We should also note that quoting the Old Testament and
integrating it with various myths about the West and the nature of its rule and
historical record does not make for biblical truth. It's bad doctrine and bad
history.
Littlefield argues that since God has authority over all, and
that since He is the source of life – this therefore implies and informs how we
should structure and maintain our societies.
Where's that? It's not in the New Testament. In fact the very
categories of viewing society in terms of 'we' or 'us' or 'our' are not to be
found. All of this is the fruit of philosophical theology, coherent inferences
and deductions of a sort, but not born of Scripture nor in accord with it. He's
asking questions that the Scriptures don't ask. This is the road to eisegesis
and it also consistently leads to another phenomenon – the tendency for the eisegetical
or contrived system to take over which results in ignoring what the New
Testament actually says or effectively overruling it. Dominion was lost with
the Fall. It's nowhere taught in New Testament apart from eschaton and the
ultimate reign of Christ in the age to come.

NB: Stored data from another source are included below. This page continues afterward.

PR #3361, opened 2019-07-25
Chunk control

### LINKED ISSUE #3357: Reading netcdf files is slow if there are unlimited dimensions
Reading arrays from NetCDF files is slow if one dimension is unlimited.

An example: reading an array of shape `(5000, 50)` takes ~7 s if the first dimension is unlimited. If both dimensions are fixed, it takes ~0.02 s. This is a major bottleneck if many (100s) of such files need to be processed. Time dimension is often declared unlimited in files generated by circulation models.

Test case:
```
import iris
import time

f = 'example_dataset.nc'
var = 'sea_water_practical_salinity'

tic = time.process_time()
cube = iris.load_cube(f, var)
cube.data
duration = time.process_time() - tic
print('Duration {:.3f} s'.format(duration))
```

The input NetCDF file can be generated with:
```
import iris
import numpy
import datetime

ntime = 5000
nz = 50
dt = 600.
time = numpy.arange(ntime, dtype=float)*dt
date_zero = datetime.datetime(2000, 1, 1)
date_epoch = datetime.datetime.utcfromtimestamp(0)
time_epoch = time + (date_zero - date_epoch).total_seconds()
z = numpy.linspace(0, 10, nz)
values = 5*numpy.sin(time/(14*24*3600.))
values = numpy.tile(values, (nz, 1)).T

time_dim = iris.coords.DimCoord(time_epoch, standard_name='time',
                                units='seconds since 1970-01-01 00:00:00-00')
z_dim = iris.coords.DimCoord(z, standard_name='depth', units='m')
cube = iris.cube.Cube(values)
cube.standard_name = 'sea_water_practical_salinity'
cube.units = '1'
cube.add_dim_coord(time_dim, 0)
cube.add_dim_coord(z_dim, 1)
iris.fileformats.netcdf.save(cube, 'example_dataset.nc',
                             unlimited_dimensions=['time'])
```

Profiling suggest that in the unlimited case, each time slice is being read separately, i.e. `NetCDFDataProxy.__getitem__` is being called 5000 times.

Tested with: iris version 2.2.0, Anaconda3 2019.03

pp-mo:
Revised chunking policy, which will mostly affect loading from netcdf files.
Key change : allows multiplying up as well as dividing chunks, mainly to fix the #3357.

Closes #3357 #3362

### DIFF
--- a/lib/iris/_lazy_data.py
+++ b/lib/iris/_lazy_data.py
@@ -60,9 +60,9 @@ def is_lazy_data(data):
     return result
 
 
-def _optimise_chunksize(chunks, shape,
-                        limit=None,
-                        dtype=np.dtype('f4')):
+def _optimum_chunksize(chunks, shape,
+                       limit=None,
+                       dtype=np.dtype('f4')):
     """
     Reduce or increase an initial chunk shape to get close to a chosen ideal
     size, while prioritising the splitting of the earlier (outer) dimensions
@@ -177,7 +177,7 @@ def as_lazy_data(data, chunks=None, asarray=False):
         chunks = list(data.shape)
 
     # Expand or reduce the basic chunk shape to an optimum size.
-    chunks = _optimise_chunksize(chunks, shape=data.shape)
+    chunks = _optimum_chunksize(chunks, shape=data.shape, dtype=data.dtype)
 
     if isinstance(data, ma.core.MaskedConstant):
         data = ma.masked_array(data.data, mask=data.mask)
--- a/lib/iris/_lazy_data.py
+++ b/lib/iris/_lazy_data.py
@@ -60,19 +60,6 @@ def is_lazy_data(data):
     return result
 
 
-# A magic value, chosen to minimise chunk creation time and chunk processing
-# time within dask.
-_MAX_CHUNK_SIZE = 8 * 1024 * 1024 * 2
-
-# _MAX_CHUNK_SIZE = dask.config.get('array', {}).get('chunk-size', None)
-# if _MAX_CHUNK_SIZE is not None:
-#     # Convert to bytes
-#     _MAX_CHUNK_SIZE = da.core.parse_bytes(_MAX_CHUNK_SIZE)
-# else:
-#     # Fall back on our own "magic" value.
-#     _MAX_CHUNK_SIZE = 8 * 1024 * 1024 * 2
-
-
 def _optimise_chunksize(chunks, shape,
                         limit=None,
                         dtype=np.dtype('f4')):
@@ -88,7 +75,7 @@ def _optimise_chunksize(chunks, shape,
     * shape (tuple of int):
         The full array shape of the target data.
     * limit (int):
-        The 'ideal' target chunk size, in bytes.
+        The 'ideal' target chunk size, in bytes.  Default from dask.config.
     * dtype (np.dtype):
         Numpy dtype of target data.
 
@@ -97,18 +84,18 @@ def _optimise_chunksize(chunks, shape,
         The proposed shape of one full chunk.
 
     .. note::
-        The use of this is very similar to `dask.array.core.normalize_chunks`,
-        when called as
+        The purpose of this is very similar to
+        `dask.array.core.normalize_chunks`, when called as
         `(chunks='auto', shape, dtype=dtype, previous_chunks=chunks, ...)`.
-        Except : that the logic here is optimised for a specific to a 'c-like'
-        dimension order, i.e. outer dimensions first, as in netcdf variables.
+        Except, the operation here is optimised specifically for a 'c-like'
+        dimension order, i.e. outer dimensions first, as for netcdf variables.
         So if, in future, this policy can be implemented in dask, then we would
         prefer to replace this function with a call to that one.
         Accordingly, the arguments roughly match 'normalize_chunks', except
         that we don't support the alternative argument forms of that routine.
-        This routine also returns a single 'full chunk', rather
-        than a complete chunking scheme : so equivalent code usage would be
-        "chunks = [c[0] for c in normalise_chunks(chunks, ...)]".
+        The return value, however, is a single 'full chunk', rather than a
+        complete chunking scheme : so an equivalent code usage could be
+        "chunks = [c[0] for c in normalise_chunks('auto', ...)]".
 
     """
     # Return chunks unchanged, for types of invocation we don't comprehend.
@@ -119,9 +106,13 @@ def _optimise_chunksize(chunks, shape,
         # or if shape contains 0 or -1 (like raw landsea-mask data proxies).
         return chunks
 
-    # Calculate default chunksize limit.
+    # Set the chunksize limit.
     if limit is None:
-        limit = _MAX_CHUNK_SIZE * 4
+        # Fetch the default 'optimal' chunksize from the dask config.
+        limit = dask.config.get('array.chunk-size')
+        # Convert to bytes
+        limit = da.core.parse_bytes(limit)
+
     point_size_limit = limit / dtype.itemsize
 
     # Create result chunks, starting with a copy of the input.
--- a/lib/iris/_lazy_data.py
+++ b/lib/iris/_lazy_data.py
@@ -23,16 +23,12 @@ To avoid replicating implementation-dependent test and conversion code.
 from __future__ import (absolute_import, division, print_function)
 from six.moves import (filter, input, map, range, zip)  # noqa
 
-try:  # Python 3
-    from collections.abc import Iterable
-except ImportError:  # Python 2
-    from collections import Iterable
 from functools import wraps
 
 import dask
 import dask.array as da
-import dask.array.core
 import dask.config
+import dask.utils
 
 import numpy as np
 import numpy.ma as ma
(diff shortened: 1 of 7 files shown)


pp-mo:
I think I've finally got what I want out of this now.
Good to go @bjlittle ? :pray:

pp-mo:
Whoops. :alarm_clock: :warning: :bomb: 
Sorry guys, I didn't mean to do that ...

Hopefully fixed.

pp-mo:
Evidence for this fixing the original problem in #3357 ...
Running sample testcode from there.
**"Before"** examples (release v2.2.1) :
```
Duration 25.450 s
Duration 26.748 s
Duration 27.222 s
```
**"After"** examples :
```
Duration 0.219 s
Duration 0.222 s
Duration 0.232 s
```

tkarna:
Thanks! I confirm that this fixes the issue #3357.

bjlittle:
@pp-mo This is also applicable to #3362

lib/iris/_lazy_data.py
```diff
@@ -23,12 +23,14 @@
 from __future__ import (absolute_import, division, print_function)
 from six.moves import (filter, input, map, range, zip)  # noqa
 
+from collections import Iterable
```
bjlittle: @pp-mo See https://github.com/SciTools/iris/pull/3320 for context.

Currently in Python3.7, you get the following `DeprecationWarning`:
```python
>>> from collections import Iterable
__main__:1: DeprecationWarning: Using or importing the ABCs from 'collections' instead of from 'collections.abc' is deprecated, and in 3.8 it will stop working
```
Could you adopt the following pattern:
```python
try:  # Python 3
    from collections.abc import Iterable
except ImportError:  # Python 2
```

lib/iris/_lazy_data.py
```diff
@@ -106,9 +172,12 @@ def as_lazy_data(data, chunks=None, asarray=False):
```
lbdreyer: Can you update the doc string for this function. The "chunk" explanation" is out of date

lib/iris/_lazy_data.py
pp-mo: Looks good, will do !

pp-mo:
@lbdreyer I think this is only failing due to numpy 1.17,
thus since #3369, a rebase should get a clean pass. 
Are you ok for that, or are you still writing review comments on existing commits ?

lib/iris/_lazy_data.py
```diff
@@ -58,26 +63,90 @@ def is_lazy_data(data):
...
+        that we don't support the alternative argument forms of that routine.
+        The return value, however, is a single 'full chunk', rather than a
+        complete chunking scheme : so an equivalent code usage could be
+        "chunks = [c[0] for c in normalise_chunks('auto', ...)]".
 
+    """
+    # Return chunks unchanged, for types of invocation we don't comprehend.
+    if (any(elem <= 0 for elem in shape) or
+            not isinstance(chunks, Iterable) or
+            len(chunks) != len(shape)):
```
lbdreyer: You don't have explicit tests for this check.
I'm not sure how thorough we want to be with testing this. It does seem like a bit of overkill to add tests for 
`_optimum_chunksize((200,300), (1,200,300))`

lib/iris/_lazy_data.py
```diff
@@ -58,26 +63,90 @@ def is_lazy_data(data):
...
-        new_dim = int(shape[i_reduce] / factor)
-        if new_dim < 1:
-            new_dim = 1
-        shape[i_reduce] = new_dim
-        i_reduce += 1
-    return tuple(shape)
+    return tuple(result)
 
 
 def as_lazy_data(data, chunks=None, asarray=False):
```
lbdreyer: Could you modify the 'chunks' section in the docstring now that we are no longer using the Biggus magic number

lib/iris/_lazy_data.py
```diff
@@ -58,26 +60,90 @@ def is_lazy_data(data):
...
+        # Don't modify chunks for special values like -1, (0,), 'auto',
+        # or if shape contains 0 or -1 (like raw landsea-mask data proxies).
+        return chunks
+
+    # Set the chunksize limit.
+    if limit is None:
+        # Fetch the default 'optimal' chunksize from the dask config.
+        limit = dask.config.get('array.chunk-size')
+        # Convert to bytes
+        limit = da.core.parse_bytes(limit)
```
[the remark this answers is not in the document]
pp-mo: I think I copied this from the dask code.
I will fix it.

lib/iris/fileformats/netcdf.py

These philosophically rooted arguments and flawed Scriptural
appeals have been repeatedly answered but that never stops these folks. Yes,
the New Testament posits the state as 'ministers – yes, Assyria and Babylon are
also referred to as such in the Old Testament. They too were God's servants –
one ruler even took on a Messianic typology! And yet the arrangement is not
covenantal. These states, along with the Neronic Rome of Paul's epistle are not
sanctified, not aspects of the Spirit-wrought and led Holy Kingdom. They're
part of the 'outside' as he puts it in 1 Corinthians 5. And once again in
Romans 13 Paul wasn't positing an ideal but explaining a reality – one that
existed at the time of his writing and one that would be normative for the age –
one that 'Romans 12' Christians needed to understand. The state is there for a
reason and in terms of Providence we can be thankful for it. But it's not us
and we're not to have anything to do with it. Its temporal mission is different
than ours.
After distorting Paul's lessons in Romans, Littlefield then
quotes the Sermon on the Mount – and yet to his own hurt. For it is this
remarkable passage that emphasizes the very point that counters his argument – that
we can't live out Christ's Kingdom ethic while wielding the sword and amassing the
coin. Only through sleight-of-hand theological trickery and ethical sophistry
can it be done – the very eisegesis and doctrinal cowardice that Littlefield
decries. He does not realize that Christ's calling is much higher. Taking up
the sword is the easy route as it feeds man's fallen proclivities toward hubris
and vengeance and the base desire to glory in power and domination over others.
To turn the other cheek, to allow for the spoiling of your goods, and to suffer
patiently requires an ethic – even an ontology that is not of this world.
The state and the sword it wields are not the realm of the Christian.
Let the dead bury their dead. Let them build their Babels. We testify against
them. We preach the gospel – the proclamation of alienation and death with a
promise of life and reconciliation through Christ. He is coming. He will be
either your saviour or your judge. We are ambassadors of another city. We take
up the cross and live as pilgrims. Kill us if you will, but we will not serve
your gods nor buy into your lies and false hopes and promises.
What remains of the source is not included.